Chapter 4. WEP Security

IN THIS CHAPTER

• WEP Introduction

• RC4 Encryption

• How RC4 Works

Wireless transmissions are available to hackers as well as authorized users. However, the IEEE 802.11 standard does include some measure of protection. This protection, known as the Wired Equivalency Privacy (WEP) protocol, defines a set of instructions and rules by which wireless data can be transmitted over the airwaves with at least a modicum of security.

At its birth, many believed that WEP offered impenetrable resistance to hackers. However, as wireless networks began to grow in popularity, a group of scientists discovered a serious flaw. Although these scientists themselves merely theorized about the weakness, their basic research unleashed a wave of security vulnerabilities that demolished WEP security. This chapter will introduce WEP security and the latent flaws that doomed it to failure.
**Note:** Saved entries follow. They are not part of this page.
PR #4786, opened 2025-12-22
refactor: share EVM rpc package

JonathanOppenheimer:
## Why this should be merged

The subnet-evm `rpc` package was practically identical to the coreth `rpc` package. It makes no sense to maintain two copies of this code. This also makes moving to libevm's `rpc` package far easier, to look in one location and see what needs to be libevmified. 

## How this works

  - Created `graft/evm/rpc/` directory structure
  - Copied all source files from `coreth/rpc` to the shared location
  - Updated graft/evm/go.mod with required dependencies:
    - `github.com/gorilla/websocket v1.5.0`
    - `github.com/deckarep/golang-set/v2 v2.1.0`
    - `golang.org/x/time v0.12.0`
  - Fixed test imports and restored `TestNotify` to original libevm version
  - Removed `test_main.go` for registration during testing.   
  
  <details>
  <summary>Outdated information</summary>
  I also added `main_test.go` with a `TestMain` that automatically runs all RPC tests twice - once with C-Chain type registration and once with Subnet-EVM type registration.

This works by putting `TestMain` in `package rpc_test` (an external test package) instead of `package rpc`, which lets us import the `emulate` package without creating a circular dependency. We can then use `emulate.CChain()` and `emulate.SubnetEVM()` to properly register/cleanup types between test runs.

Thus when you run `go test` (which also automatically happens via CI -- you can check for yourself!), it:

1.   Runs all tests with C-Chain types registered via `emulate.CChain()`
2.   Cleans up the registration
3.   Runs all tests again with Subnet-EVM types via `emulate.SubnetEVM()`
4.   Reports if either variant fails
</details>
  

## How this was tested
CI 

No

### DIFF
--- a/graft/coreth/go.sum
+++ b/graft/coreth/go.sum
@@ -5,8 +5,8 @@ connectrpc.com/grpcreflect v1.3.0 h1:Y4V+ACf8/vOb1XOc251Qun7jMB75gCUNw6llvB9csXc
 connectrpc.com/grpcreflect v1.3.0/go.mod h1:nfloOtCS8VUQOQ1+GTdFzVg2CJo4ZGaat8JIovCtDYs=
 github.com/AndreasBriese/bbloom v0.0.0-20190306092124-e2d15f34fcf9/go.mod h1:bOvUY6CB00SOBii9/FifXqc0awNKxLFCL/+pkDPuyl8=
 github.com/BurntSushi/toml v0.3.1/go.mod h1:xHWCNGjB5oqiDr8zfno3MHue2Ht5sIBksp03qcyfWMU=
-github.com/BurntSushi/toml v1.3.2 h1:o7IhLm0Msx3BaB+n3Ag7L8EVlByGnpq14C4YWiu/gL8=
-github.com/BurntSushi/toml v1.3.2/go.mod h1:CxXYINrC8qIiEnFrOxCa7Jy5BFHlXnUU2pbicEuybxQ=
+github.com/BurntSushi/toml v1.5.0 h1:W5quZX/G/csjUnuI8SUYlsHs9M38FC7znL0lIO+DvMg=
+github.com/BurntSushi/toml v1.5.0/go.mod h1:ukJfTF/6rtPPRCnwkur4qwRxa8vTRFBF0uk2lLoLwho=
 github.com/CloudyKit/fastprinter v0.0.0-20200109182630-33d98a066a53/go.mod h1:+3IMCy2vIlbG1XG/0ggNQv0SvxCAIpPM5b1nCz56Xno=
 github.com/CloudyKit/jet/v3 v3.0.0/go.mod h1:HKQPgSJmdK8hdoAbKUUWajkHyHo4RaU5rMdUywE7VMo=
 github.com/DataDog/zstd v1.5.2 h1:vUG4lAyuPCXO0TLbXvPv7EB7cNK1QV/luu55UHLrrn8=
--- a/graft/evm/go.mod
+++ b/graft/evm/go.mod
@@ -20,7 +20,7 @@ require (
 )
 
 require (
-	github.com/BurntSushi/toml v1.3.2 // indirect
+	github.com/BurntSushi/toml v1.5.0 // indirect
 	github.com/DataDog/zstd v1.5.2 // indirect
 	github.com/Microsoft/go-winio v0.6.1 // indirect
 	github.com/beorn7/perks v1.0.1 // indirect
--- a/go.sum
+++ b/go.sum
@@ -43,8 +43,8 @@ connectrpc.com/grpcreflect v1.3.0/go.mod h1:nfloOtCS8VUQOQ1+GTdFzVg2CJo4ZGaat8JI
 dmitri.shuralyov.com/gpu/mtl v0.0.0-20190408044501-666a987793e9/go.mod h1:H6x//7gZCb22OMCxBHrMx7a5I7Hp++hsVxbQ4BYO7hU=
 github.com/AndreasBriese/bbloom v0.0.0-20190306092124-e2d15f34fcf9/go.mod h1:bOvUY6CB00SOBii9/FifXqc0awNKxLFCL/+pkDPuyl8=
 github.com/BurntSushi/toml v0.3.1/go.mod h1:xHWCNGjB5oqiDr8zfno3MHue2Ht5sIBksp03qcyfWMU=
-github.com/BurntSushi/toml v1.3.2 h1:o7IhLm0Msx3BaB+n3Ag7L8EVlByGnpq14C4YWiu/gL8=
-github.com/BurntSushi/toml v1.3.2/go.mod h1:CxXYINrC8qIiEnFrOxCa7Jy5BFHlXnUU2pbicEuybxQ=
+github.com/BurntSushi/toml v1.5.0 h1:W5quZX/G/csjUnuI8SUYlsHs9M38FC7znL0lIO+DvMg=
+github.com/BurntSushi/toml v1.5.0/go.mod h1:ukJfTF/6rtPPRCnwkur4qwRxa8vTRFBF0uk2lLoLwho=
 github.com/BurntSushi/xgb v0.0.0-20160522181843-27f122750802/go.mod h1:IVnqGOEym/WlBOVXweHU+Q+/VP0lqqI8lqeDx9IjBqo=
 github.com/CloudyKit/fastprinter v0.0.0-20200109182630-33d98a066a53/go.mod h1:+3IMCy2vIlbG1XG/0ggNQv0SvxCAIpPM5b1nCz56Xno=
 github.com/CloudyKit/jet/v3 v3.0.0/go.mod h1:HKQPgSJmdK8hdoAbKUUWajkHyHo4RaU5rMdUywE7VMo=
--- a/graft/evm/go.sum
+++ b/graft/evm/go.sum
@@ -1,8 +1,8 @@
 cloud.google.com/go v0.26.0/go.mod h1:aQUYkXzVsufM+DwF1aE+0xfcU+56JwCaLick0ClmMTw=
 github.com/AndreasBriese/bbloom v0.0.0-20190306092124-e2d15f34fcf9/go.mod h1:bOvUY6CB00SOBii9/FifXqc0awNKxLFCL/+pkDPuyl8=
 github.com/BurntSushi/toml v0.3.1/go.mod h1:xHWCNGjB5oqiDr8zfno3MHue2Ht5sIBksp03qcyfWMU=
-github.com/BurntSushi/toml v1.3.2 h1:o7IhLm0Msx3BaB+n3Ag7L8EVlByGnpq14C4YWiu/gL8=
-github.com/BurntSushi/toml v1.3.2/go.mod h1:CxXYINrC8qIiEnFrOxCa7Jy5BFHlXnUU2pbicEuybxQ=
+github.com/BurntSushi/toml v1.5.0 h1:W5quZX/G/csjUnuI8SUYlsHs9M38FC7znL0lIO+DvMg=
+github.com/BurntSushi/toml v1.5.0/go.mod h1:ukJfTF/6rtPPRCnwkur4qwRxa8vTRFBF0uk2lLoLwho=
 github.com/CloudyKit/fastprinter v0.0.0-20200109182630-33d98a066a53/go.mod h1:+3IMCy2vIlbG1XG/0ggNQv0SvxCAIpPM5b1nCz56Xno=
 github.com/CloudyKit/jet/v3 v3.0.0/go.mod h1:HKQPgSJmdK8hdoAbKUUWajkHyHo4RaU5rMdUywE7VMo=
 github.com/DataDog/zstd v1.5.2 h1:vUG4lAyuPCXO0TLbXvPv7EB7cNK1QV/luu55UHLrrn8=
--- a/graft/subnet-evm/go.sum
+++ b/graft/subnet-evm/go.sum
@@ -5,8 +5,8 @@ connectrpc.com/grpcreflect v1.3.0 h1:Y4V+ACf8/vOb1XOc251Qun7jMB75gCUNw6llvB9csXc
 connectrpc.com/grpcreflect v1.3.0/go.mod h1:nfloOtCS8VUQOQ1+GTdFzVg2CJo4ZGaat8JIovCtDYs=
 github.com/AndreasBriese/bbloom v0.0.0-20190306092124-e2d15f34fcf9/go.mod h1:bOvUY6CB00SOBii9/FifXqc0awNKxLFCL/+pkDPuyl8=
 github.com/BurntSushi/toml v0.3.1/go.mod h1:xHWCNGjB5oqiDr8zfno3MHue2Ht5sIBksp03qcyfWMU=
-github.com/BurntSushi/toml v1.3.2 h1:o7IhLm0Msx3BaB+n3Ag7L8EVlByGnpq14C4YWiu/gL8=
-github.com/BurntSushi/toml v1.3.2/go.mod h1:CxXYINrC8qIiEnFrOxCa7Jy5BFHlXnUU2pbicEuybxQ=
+github.com/BurntSushi/toml v1.5.0 h1:W5quZX/G/csjUnuI8SUYlsHs9M38FC7znL0lIO+DvMg=
+github.com/BurntSushi/toml v1.5.0/go.mod h1:ukJfTF/6rtPPRCnwkur4qwRxa8vTRFBF0uk2lLoLwho=
 github.com/CloudyKit/fastprinter v0.0.0-20200109182630-33d98a066a53/go.mod h1:+3IMCy2vIlbG1XG/0ggNQv0SvxCAIpPM5b1nCz56Xno=
 github.com/CloudyKit/jet/v3 v3.0.0/go.mod h1:HKQPgSJmdK8hdoAbKUUWajkHyHo4RaU5rMdUywE7VMo=
 github.com/DataDog/zstd v1.5.2 h1:vUG4lAyuPCXO0TLbXvPv7EB7cNK1QV/luu55UHLrrn8=


JonathanOppenheimer:
> Don't we need to register the types for our tests? I think that was the only thing preventing us from using the geth rpc package

The only place we registered was in an additional main file just in subnet-evm, and that was for test retrying for flakes. I removed that as we should not be doing test retries in the monorepo, and should just skip flaky tests entirely if they're flaky. Is there registration anywhere else?

alarso16:
> > Don't we need to register the types for our tests? I think that was the only thing preventing us from using the geth rpc package
> 
> The only place we registered was in an additional main file just in subnet-evm, and that was for test retrying for flakes. I removed that as we should not be doing test retries in the monorepo, and should just skip flaky tests entirely if they're flaky. Is there registration anywhere else?

No, we didn't just retry failed tests. They also registered `customtypes` in each respective repo, so that's why the contents of the block changed when you moved them over. I'm not sure if we still need to be testing that functionality

JonathanOppenheimer:
> > > Don't we need to register the types for our tests? I think that was the only thing preventing us from using the geth rpc package
> > 
> > 
> > The only place we registered was in an additional main file just in subnet-evm, and that was for test retrying for flakes. I removed that as we should not be doing test retries in the monorepo, and should just skip flaky tests entirely if they're flaky. Is there registration anywhere else?
> 
> No, we didn't just retry failed tests. They also registered `customtypes` in each respective repo, so that's why the contents of the block changed when you moved them over. I'm not sure if we still need to be testing that functionality

I don't think this is true. There are two places in this PR where I removed ` customtypes.Register()`.

1. [For a test retry loop](https://github.com/ava-labs/avalanchego/blob/10f374649645f3093023633d60825875c5645589/graft/coreth/rpc/main_test.go). As explained above, I this this is unnecessary. 
2. In `TestMain` of subnet-evm's [subscription test](https://github.com/ava-labs/avalanchego/blob/10f374649645f3093023633d60825875c5645589/graft/subnet-evm/rpc/subscription_test.go). This differed from coreth, and only appeared to be present as we were still importing the old custom types instead of the libevm types package. I removed it to align the two, as I assume subnet-evm just didn't get updated. 

Are there other important places in which I removed it?

ARR4N:
If `customtypes.Register()` isn't called then the test isn't testing `coreth` / `subnet-evm` functionality in its entirety. I'd recommend using `evm.RegisterLibEVMExtras()` (which calls `customtypes.Register()`) instead of the individual registration as this guarantees that _all_ hooks/payloads are registered.

This can alternately be done with `emulate.CChain()` and `emulate.SubnetEVM()` if you need to test both in the same package (i.e. the same test binary). If there is commonality between the testing then the best approach is probably something like:

```go
func testCChainAndSubnetEVM(t *testing.T, testFn func(*testing.T)) {
  fn := func() error {
    testFn(t)
    return nil
  }

  t.Run("cchain", func(t *testing.T) {
    _ = emulate.CChain(fn)
  })
  t.Run("subnetEVM", func(t *testing.T) {
    _ = emulate.SubnetEVM(fn)
  })
}

func TestFoo(t *testing.T) {
  testCorethAndSubnetEVM(t, testFoo)
}

func testFoo(t *testing.T) {
  // this is where the actual testing occurs; i.e. just rename any existing TestFoo to testFoo
}

func TestBar(t *testing.T) {
  testCorethAndSubnetEVM(t, testBar)
}

func testBar(t *testing.T) {
  // as with testFoo()
}
```

The linter is going to tell you to call `t.Helper()` but it's better not to in this case otherwise all errors will be reported as being on the single line of the `TestFoo()` implementation, instead of on the specific line in `testFoo()`.

alarso16:
I believe we have decided to enforce that we don't want cyclic dependencies between `coreth` and `evm`, so we would probably have to "uplift" the customtypes packages first. Also, I have tried this in #4688, and trying to register all EVM imports in this package causes a cyclic dependency (unless you make a test package?)

JonathanOppenheimer:
> I believe we have decided to enforce that we don't want cyclic dependencies between `coreth` and `evm`, so we would probably have to "uplift" the customtypes packages first. Also, I have tried this in #4688, and trying to register all EVM imports in this package causes a cyclic dependency (unless you make a test package?)

Yeah I am trying this right now and was about to comment about the cyclic imports. The shared `graft/evm/rpc` package is a dependency used by coreth, which creates a circular dependency if we try to use `vms/evm/emulate` (which depends on coreth) in the RPC tests. This can be avoided if we just call the custom types registration directly or put it in a seperate test package. 

I definitely think this + in conjunction with some sort of test main would be a good model for how to combine packages while testing separately.  I've committed a new `main_test.go` which does this to some extent although simpler. What are the thoughts on this approach?

graft/evm/rpc/main_test.go
```diff
@@ -0,0 +1,77 @@
...
+//
+// The EVM_VARIANT environment variable can override this behavior:
+//   - "cchain": Run tests only with C-Chain type registration
+//   - "subnetEVM": Run tests only with Subnet-EVM type registration
+//   - "both" or unset: Run tests twice with both variants (default)
+//
+// This uses the emulate package's temporary registration mechanism, which properly
+// cleans up after each test run, allowing us to test both variants in sequence.
+func TestMain(m *testing.M) {
+	variant := os.Getenv("EVM_VARIANT")
```
alarso16: I think being able to set this is unnecessary. Running for both coreth and subnet-evm is required for the code to be functional

graft/evm/rpc/main_test.go
```diff
@@ -0,0 +1,77 @@
...
+	if variant == "" {
+		variant = "both"
+	}
+
+	var exitCode int
+
+	switch variant {
```
alarso16: A lot of this code will be used for any other packages that need to import the registrations. Can you extract this into a test helper package? maybe something like `libevmtest.RunWithAll(*testing.M)`

graft/evm/rpc/main_test.go
```diff
@@ -0,0 +1,77 @@
+// Copyright (C) 2019-2025, Ava Labs, Inc. All rights reserved.
```
JonathanOppenheimer: Here is the critical file to be reviewed.

graft/evm/rpc/main_test.go
```diff
@@ -0,0 +1,77 @@
...
+		fmt.Println("=== Running RPC tests with both C-Chain and Subnet-EVM ===")
+
+		fmt.Println("--- Running C-Chain variant ---")
+		cchainCode := runWith(m, emulate.CChain)
+
+		fmt.Println("\n--- Running Subnet-EVM variant ---")
+		subnetCode := runWith(m, emulate.SubnetEVM)
+
+		if cchainCode != 0 {
+			fmt.Fprintf(os.Stderr, "\n✗ C-Chain tests failed with exit code %d\n", cchainCode)
```
alarso16: Is the code informative?

graft/evm/rpc/main_test.go
```diff
@@ -0,0 +1,77 @@
...
+			exitCode = cchainCode
+		} else if subnetCode != 0 {
```
alarso16: This definitely should also be printed if the coreth tests fails

graft/evm/rpc/subscription_test.go
```diff
@@ -296,8 +288,16 @@ func TestNotify(t *testing.T) {
...
+
+	// Check if the output matches either C-Chain or Subnet-EVM format
+	if have != wantCChain && have != wantSubnetEVM {
```
alarso16: I'm not sure if this is ok. We might need to set an atomic global to know whether it's coreth or subnet-evm. What if we always return the subnet-evm value? The test would pass, but the code wouldn't work

graft/evm/rpc/main_test.go
JonathanOppenheimer: I will remove the functionality for a user to be able to specify which variant of the test they want to run.

graft/evm/rpc/main_test.go
JonathanOppenheimer: yup!

graft/evm/libevmtest/testmain.go
```diff
@@ -0,0 +1,89 @@
+// Copyright (C) 2019-2025, Ava Labs, Inc. All rights reserved.
```
JonathanOppenheimer: Here is the critical file to review

graft/evm/rpc/notify_test.go
```diff
@@ -0,0 +1,51 @@
+// Copyright (C) 2019-2025, Ava Labs, Inc. All rights reserved.
```
JonathanOppenheimer: This test had to be moved to a separate file because of an import cycle.

graft/evm/rpc/testing.go
```diff
@@ -0,0 +1,40 @@
+// Copyright (C) 2019-2025, Ava Labs, Inc. All rights reserved.
```
JonathanOppenheimer: This is also new

graft/evm/rpc/main_test.go
JonathanOppenheimer: Wdym by informative? It's just the code.

graft/evm/rpc/subscription_test.go
JonathanOppenheimer: Yup, we can check the atomic global you recommended to see which json to match against.

graft/evm/rpc/main_test.go
alarso16: Sorry, to be clear I mean the value returned by `m.Run`. Don't we only care if it's 0 or non-zero?

graft/evm/libevmtest/testmain.go
```diff
@@ -0,0 +1,87 @@
...
+	UnknownVariant Variant = iota
+	// CChainVariant indicates C-Chain types are registered.
+	CChainVariant
+	// SubnetEVMVariant indicates Subnet-EVM types are registered.
+	SubnetEVMVariant
+)
+
+// currentVariant tracks which EVM variant is currently registered.
+// This allows tests to check which variant they're running under.
+var currentVariant atomic.Int32
```
alarso16: This needs to be at a per-package level - otherwise it's prone to misuse. By default, ` go test ./...` runs up to `GOMAXPROCS` packages in parallel (which is normally not 1). That means multiple readers and writers

graft/evm/libevmtest/testmain.go
```diff
@@ -0,0 +1,87 @@
...
+
+// CurrentVariant returns which EVM variant is currently registered.
+// This is safe to call from tests running in parallel.
+func CurrentVariant() Variant {
+	return Variant(currentVariant.Load())
```
alarso16: You can make this typed with avalanchego's `utils.Atomic`

graft/evm/rpc/main_test.go
JonathanOppenheimer: Oh yeah you're just saying we don't need to print it. Yeah I can remove the print

graft/evm/libevmtest/testmain.go
alarso16: It might actually make more sense to provide the atomic to the runner so then you use it like this:
```
var currentVariant utils.Atomic[Variant]

func TestMain(m *testing.M) {
     RunnerWithAll(m, &currentVariant)
}
```

Not totally positive about this yet. Really, you only want to expose the `Load` functionality to the test user, but this would work

graft/evm/libevmtest/testmain.go
```diff
@@ -0,0 +1,87 @@
...
+	} else {
+		fmt.Println("Subnet-EVM tests passed")
+	}
+
+	if cchainCode != 0 {
+		return cchainCode
+	}
+	if subnetCode != 0 {
+		return subnetCode
+	}
```
alarso16:
```suggestion
	if cchainCode != 0 || subnetCode != 0 {
	    return 1
	}
```
Don't just apply this, but is there any reason we care about the specific code?

graft/evm/libevmtest/testmain.go
```diff
@@ -0,0 +1,87 @@
...
+
+	fmt.Println("\nAll tests passed with both variants")
```
alarso16:
```suggestion
```
I think this is a little too verbose

graft/evm/libevmtest/testmain.go
```diff
@@ -0,0 +1,87 @@
...
+// RunWithAll runs all tests with both C-Chain and Subnet-EVM type registration.
+// Tests are run twice - once with C-Chain types and once with Subnet-EVM types.
+// Both test runs must pass for the overall result to be successful.
+//
+// This function sets a global variable that tests can check via CurrentVariant()
+// to determine which variant is currently registered.
+func RunWithAll(m *testing.M) int {
+	fmt.Println("=== Running tests with both C-Chain and Subnet-EVM ===")
+
+	fmt.Println("\n--- Running C-Chain variant ---")
```
alarso16: Why do you prefix all these with newlines?

graft/evm/libevmtest/testmain.go
JonathanOppenheimer: Not really, -- more work could be done to determine which of the two test variants failed, by returning extra information in these if cases.

graft/evm/libevmtest/testmain.go
JonathanOppenheimer: So there can be a blank line in between these two lines.

graft/evm/libevmtest/testmain.go
JonathanOppenheimer: This seems like it would work to me.

JonathanOppenheimer: We're rolling with it

graft/evm/libevmtest/testmain.go
JonathanOppenheimer: I am going to apply this but leave the comment open if you have further comments.

JonathanOppenheimer: I just learned Go does not have a ternary operator. Lame. 5 lines could be one!

graft/evm/libevmtest/testmain.go
JonathanOppenheimer: it's just for style

alarso16: I think you shouldn't. Run `go test -v ./...` to see how go does it (there's no blank lines)

graft/evm/go.mod
```diff
@@ -3,63 +3,129 @@ module github.com/ava-labs/avalanchego/graft/evm
...
 )
 
 require (
-	github.com/DataDog/zstd v1.4.5 // indirect
-	github.com/StackExchange/wmi v1.2.1 // indirect
+	github.com/DataDog/zstd v1.5.2 // indirect
+	github.com/Microsoft/go-winio v0.6.1 // indirect
+	github.com/StephenButtolph/canoto v0.17.3 // indirect
 	github.com/VictoriaMetrics/fastcache v1.12.1 // indirect
+	github.com/ava-labs/avalanchego/graft/coreth v0.0.0-20251203215505-70148edc6eca // indirect
```
alarso16: Open question: Will this indirect dependency cause a giant headache down the road?

JonathanOppenheimer: I can't foresee any issue - do you have something in mind. It's because of importing emulate which imports each of the two repositories.

alarso16: The reason that we didn't want to allow `evm` to import `coreth` is because of the dependency tree. Even if it doesn't import it directly, this doesn't seem to avoid the problem

JonathanOppenheimer: I thought we didn't want to allow `graft/evm` to import `coreth` because it would prevent a direct uplift to `vms/evm`. An indirect dependency (esp that is a result of importing `vms/evm` itself) doesn't prevent tthat. What are your concerns regarding the dependency tree?

graft/evm/rpc/notify_test.go
alarso16, line 1: Why is this in a separate file? You should be able to just keep the test there, since any conflicts when updating will be easier to see

graft/evm/rpc/notify_test.go
```diff
@@ -0,0 +1,46 @@
...
+
+	switch currentVariant.Get() {
+	case libevmtest.CChainVariant:
+		require.Equal(t, wantCChain, have)
+	case libevmtest.SubnetEVMVariant:
+		require.Equal(t, wantSubnetEVM, have)
+	default:
+		require.FailNow(t, "Unknown or unregistered variant (this test must run via TestMain)")
```
alarso16: The comment in the parentheses doesn't really make sense. I believe any way that you run tests will go through `TestMain`
```suggestion
		require.FailNow(t, "libevm extras not registered (use libevmtest to aid tracking registrations)")
```
I don't love this wording still, but maybe this makes more sense

graft/evm/rpc/notify_test.go
JonathanOppenheimer: Because it has to be in a separate package, `rpc_test` to prevent import cycles.

JonathanOppenheimer: and if we change the whole old test file to be in `rpc_test` it doesn't work as a tonnn more stuff would either need to get exported to be accessible, or moved. This was the minimal change I could make.

JonathanOppenheimer: This is also why https://github.com/ava-labs/avalanchego/blob/72ea713ecc8af00b4264ec28bfe32cb054d622f4/graft/evm/rpc/testing.go exists now.

alarso16: Ahhh, I didn't realize that you didn't change all of the tests to run in that package.

alarso16 (commented):
This works, but some of the package management stuff feels hacky. I don't have any better solutions, so maybe get an opinion from @ARR4N or @ceyonur. I'm not confident enough that this is the route we want to take to give a real approval

My concerns are:
- Importing coreth and subnet-evm was intended to be avoided in this package, but it has to be done to enable registrations. Part of this messiness is because we decided not to directly import coreth and subnet-evm, but it would be simpler if we could (see @ARR4N's suggestion above)
- This makes the dependency tree between the four modules a strongly connected graph, which is less than ideal. Would it be better to move the coreth/subnet-evm type registrations into the `evm` package first?
- Running two separate packages of tests in the same folder is quite gross (tbh didn't even know Go supports it)

graft/evm/libevmtest/testmain.go
```diff
@@ -0,0 +1,71 @@
...
+	SubnetEVMVariant
+)
+
+// RunWithAll runs all tests with both C-Chain and Subnet-EVM type registration.
+// Tests are run twice - once with C-Chain types and once with Subnet-EVM types.
+// Both test runs must pass for the overall result to be successful.
+//
+// The currentVariant atomic is set before each test run, allowing tests to check
+// which variant they're running under via currentVariant.Get().
+func RunWithAll(m *testing.M, currentVariant *utils.Atomic[Variant]) int {
```
ARR4N: There's no need for an atomic because the emulation functions hold a global mutex. Additionally, if you just create a `currentVariant` global in this package and expose a `CurrentVariant() Variant` function then you don't force every user to do it.

graft/evm/libevmtest/testmain.go
```diff
@@ -0,0 +1,71 @@
...
+func runWith(m *testing.M, currentVariant *utils.Atomic[Variant], emulateFn func(func() error) error, variant Variant) int {
+	var code int
+	currentVariant.Set(variant)
+	_ = emulateFn(func() error {
+		code = m.Run()
+		return nil
+	})
+	currentVariant.Set(UnknownVariant)
+	return code
+}
```
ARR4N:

The following chapter (Chapter 5, "Cracking WEP") will show you exactly how to break WEP.

Little peer-review by expert cryptographers was performed on the WEP algorithms during the IEEE approval process for 802.11 security mechanisms. Because of this, WEP has multiple flaws that would have been caught if crypto experts had reviewed some of the implementation specifics of WEP. In contrast, the IETF has had many crypto experts involved in designing/reviewing IPsec/IKE. IPsec/IKE has had far more scrutiny by crypto experts and does a much better job of privacy, authentication, and data integrity.